Problem description – Start with the first line of the records below. Output each line exactly, ending with the one that contains "Although there are".

BEGIN Dataset extract

Issue #4123, opened 2015-09-17
Raster reprojection stitch lines visible between triangles for semi-transparent sources


klokan:
Related to PR #4122

When rendering content of reprojection triangles, a clip path is set up on the canvas 2d context. However, in most browsers, the operations on the clip path edges are antialiased.

When rendering two neighboring triangles, the edge between them is slightly transparent (blending 50% opacity over 50% opacity does not produce 100% opacity):

![gap](https://cloud.githubusercontent.com/assets/707817/9254671/1429b59a-41e5-11e5-8a73-8ca3cc7be6cd.png)

**This does not happen in Chrome**, which does not antialias clip path edges, but it is currently reported as a bug and probably will be "fixed" in the future: http://crbug.com/424291

Although there are several possible `globalCompositeOperation` on canvas 2d context (see https://developer.mozilla.org/en-US/docs/Web/API/CanvasRenderingContext2D/globalCompositeOperation for examples), none of them can be used to solve this issue -- the RGB values on the edge should be identical in both triangles, but we need to "sum" the alpha channel.

Currently, this is partially **solved by expanding the clip path triangles** by 1px so that the triangles slightly overlap and the gap is not visible.

This works well, **no gaps are visible usually**, unless the source data are semi-transparent - such as WMS serving partly transparent PNG tiles (the overlap results in noticeable line):

![semitrans](https://cloud.githubusercontent.com/assets/707817/9259881/b2646a6a-4204-11e5-9fd6-a9bc6a326747.png)

The special case of semi-transparent raster sources could be probably solved in future by implementing a manual (custom) compositing operation on the canvas in JavaScript, when alpha channel is treated non-standardly for this use-case.

bartvde:
These issues were created so we document the knowledge, but they are not active issues being worked on, so I'm going to close them.
Thanks for documenting them though @petrsloup they will be kept for posterity.

pksorensen:
Do anyone have an estimate on what it would cost to fix this?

END Dataset extract

Problem solution –
Issue #4123, opened 2015-09-17
Raster reprojection stitch lines visible between triangles for semi-transparent sources


klokan:
Related to PR #4122

When rendering content of reprojection triangles, a clip path is set up on the canvas 2d context. However, in most browsers, the operations on the clip path edges are antialiased.

When rendering two neighboring triangles, the edge between them is slightly transparent (blending 50% opacity over 50% opacity does not produce 100% opacity):

![gap](https://cloud.githubusercontent.com/assets/707817/9254671/1429b59a-41e5-11e5-8a73-8ca3cc7be6cd.png)

**This does not happen in Chrome**, which does not antialias clip path edges, but it is currently reported as a bug and probably will be "fixed" in the future: http://crbug.com/424291

Although there are several possible `globalCompositeOperation` on canvas 2d context (see https://developer.mozilla.org/en-US/docs/Web/API/CanvasRenderingContext2D/globalCompositeOperation for examples), none of them can be used to solve this issue -- the RGB values on the edge should be identical in both triangles, but we need to "sum" the alpha channel.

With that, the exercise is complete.